== Segment start ==

PR #1113, opened 2015-02-19
single tenant auth was not returning token + catalog tuple

ttata:
it was only returning service catalog :-/


stretchservers:

lvh:
Oops, good catch. My kingdom for a type system...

== Segment end ==

Work instructions: Would you please filter the lines above and copy every one that includes "catalog"?

Expected answer:
single tenant auth was not returning token + catalog tuple
it was only returning service catalog :-/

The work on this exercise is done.